The 2007 loan paid for most of the $25 million Barry and Louise Taper Collection, which before moving to the library was the largest private collection of Lincoln memorabilia compiled in the last half-century. It features 1500 items, including many of Lincoln's personal belongings and writings.

The foundation still owes $9.7 million on the loan, which comes up for renewal in October 2019. In order to avoid financial trouble and retain the majority of the artifacts, the foundation is considering auctioning off two of the most valuable pieces in the collection: A stovetop hat thought to have belonged to Lincoln and the blood-stained gloves he wore on the night of his assassination.

As long as they're in the museum's possession, the artifacts are available for the public to view and researchers to study. If they end up on the auction block they will likely go home with a private buyer and become inaccessible for the indefinite future.

While the Lincoln library is run by the Illinois government, the foundation is privately funded and run independently.
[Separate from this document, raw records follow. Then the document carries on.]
PR #575, opened 2015-06-18
Client side implementation of persistence to publish.webmaker.org

gideonthomas:


public/friendlycode/js/fc/filesystem-sync.js
```diff
@@ -0,0 +1,77 @@
...
+      options.data = JSON.stringify({
+        path: path,
+        buffer: data
+      });
+
+      send();
+    });
+  }
+
+  function pushFileDelete() {}
```
humphd: Console log that this isn't implemented yet.

public/friendlycode/js/fc/filesystem-sync.js
```diff
@@ -0,0 +1,77 @@
...
+
+  function pushFileRename() {}
```
humphd: Same here

public/friendlycode/js/fc/load-project-files.js
```diff
@@ -0,0 +1,168 @@
+define([], function() {
+  "use strict";
+
+  var Path = Bramble.Filer.Path;
+  var FilerBuffer = Bramble.Filer.Buffer;
+  var self = {};
```
humphd: This isn't a great pattern.  Don't call this `self`, just have everything be local functions, and then do:

```js
return {
  load: load,
  ...
};
```

public/friendlycode/js/fc/load-project-files.js
```diff
@@ -0,0 +1,168 @@
...
+
+  // Taken from http://stackoverflow.com/questions/6965107/converting-between-strings-and-arraybuffers
+  function convertToBuffer(string) {
```
humphd: `convertToArrayBuffer` since we also have `Filer.Buffer`.

public/friendlycode/js/fc/load-project-files.js
```diff
@@ -0,0 +1,168 @@
...
+      bufView[i] = string.charCodeAt(i);
+    }
+    return buf;
+  }
+
+  self.load = function(project, defaultTemplate, callback) {
+    var fs = Bramble.getFileSystem();
+    var shell = new fs.Shell();
+    var projectFilesUrl = window.location.protocol + "//" + window.location.host + "/initializeProject";
+    var request = new XMLHttpRequest();
```
humphd: Why do you mix using jquery XHR and native?

humphd: It might be nice to use native XHR, so we can move this whole thing into a worker thread in the future.

public/friendlycode/js/fc/load-project-files.js
```diff
@@ -0,0 +1,168 @@
...
+              callback(err);
+              return;
+            }
+
+            completed++;
+            checkProjectLoaded();
+          });
+        }
+
+        fs.stat(parent, function(err) {
```
humphd: Don't bother with the `stat` call, just do `mkdirp` always, and if it's there already, don't fail.

public/friendlycode/js/fc/load-project-files.js
```diff
@@ -0,0 +1,168 @@
...
+        });
+      }
+
+      if(!length) {
+        // TODO: What should we do here? :P
+        callback(new Error("No files to load"));
+        return;
+      }
+
+      files.forEach(function(file) {
```
humphd: Will we have to worry about races at all, with two writes both trying to make the project dir or something?

public/friendlycode/js/fc/load-project-files.js
```diff
@@ -0,0 +1,168 @@
...
+      tags: [],
+      description: ""
+    };
+  };
+
+  self.generateDefaultFiles = function(defaultTemplate) {
+    return [
+      {
+        path: "/New Project/index.html",
+        buffer: convertToBuffer(defaultTemplate || "")
```
humphd: Why would we ever want an empty string for the HTML file?

public/friendlycode/js/fc/ui/bramble-project.js
```diff
@@ -0,0 +1,13 @@
...
+
+  var self = {};
+
+  self.updateMeta = function(project) {
+    // Update the project title in the userbar
+    // see views/userbar.html
+    $("#project-title").text(project.title || "New Project");
+  };
+
+  return self;
```
humphd:
```js
return {
  updateMeta: updateMeta
};
```

public/friendlycode/js/fc/ui/bramble-proxy.js
```diff
@@ -22,6 +22,7 @@ define(["backbone-events", "fc/prefs", "fc/bramble-ui-bridge"],
     var that = this;
     var lastLine = 0;
     var scrollInfo;
+    var _instance;
```
humphd: This seems unused.

public/friendlycode/js/fc/load-project-files.js
gideonthomas: It shouldn't once we add the condition that ignores the `EEXIST` error for `mkdirp`

public/friendlycode/js/fc/filesystem-sync.js
```diff
@@ -0,0 +1,105 @@
...
+      }
+
+      console.log("Successfully deleted ", path);
+    });
+    request.fail(function(jqXHR, status, err) {
+      console.error("Failed to send request to delete the file to the server with: ", err);
+    });
+  }
+
+  function pushFileRename() {}
```
sedge: `fn(url, csrf, fs, oldPath, newPath)`

public/friendlycode/js/friendlycode.js
```diff
@@ -77,9 +81,25 @@ define(function(require) {
...
+        ProjectFiles.load(makeDetails, defaultContent, callback);
+        return;
+      }
+
+      ProjectFiles.load(makeDetails, callback);
+    };
+
+    FileSystemSync.init(makeDetails && makeDetails.title, {
+      createOrUpdate: options.appUrl + "/updateProjectFile",
+      del: options.appUrl + "/deleteProjectFile"
```
sedge: `rename: options.appUrl + /newRoute`

app.js
```diff
@@ -206,6 +206,22 @@ app.get('/',
...
+        middleware.checkForAuth,
+        routes.getProject);
+
+app.get('/project/:projectId', routes.openProject);
+
+app.get('/projectExists/:projectName', routes.projectExists);
+
+app.get('/newProject/:projectName', routes.newProject);
+
+app['delete']('/deleteProject/:projectId', routes.deleteProject);
```
sedge: What's this about?

sedge: If you're concerned about the keyword don't be. `app.delete()` should work fine.

public/friendlycode/js/fc/filesystem-sync.js
```diff
@@ -0,0 +1,104 @@
...
+        "X-Csrf-Token": csrfToken
+      },
+      type: "PUT",
+      url: url
+    };
+
+    function send() {
+      var request = $.ajax(options);
+      request.done(function() {
+        if(request.readyState !== 4) {
```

The foundation appealed to Governor Bruce Rauner for financial assistance earlier this month with no success. Springfield-area Representative Sara Wojcicki Jimenez, however, tells the Chicago Tribune that she is looking into ways to relieve the museum's financial burden.

If the state doesn't follow through with funding, the foundation does have a backup plan. The Barry and Louise Taper Collection also includes a handful of Marilyn Monroe artifacts sprinkled in with the Lincoln memorabilia and some of those items are going up for auction in Las Vegas on June 23. Revenue from a dress worn by Monroe, pictures of her taken by photographer Arnold Newman, and a bust of poet Carl Sandburg that once belonged to the icon will hopefully offer some relief to the foundation's outstanding debt.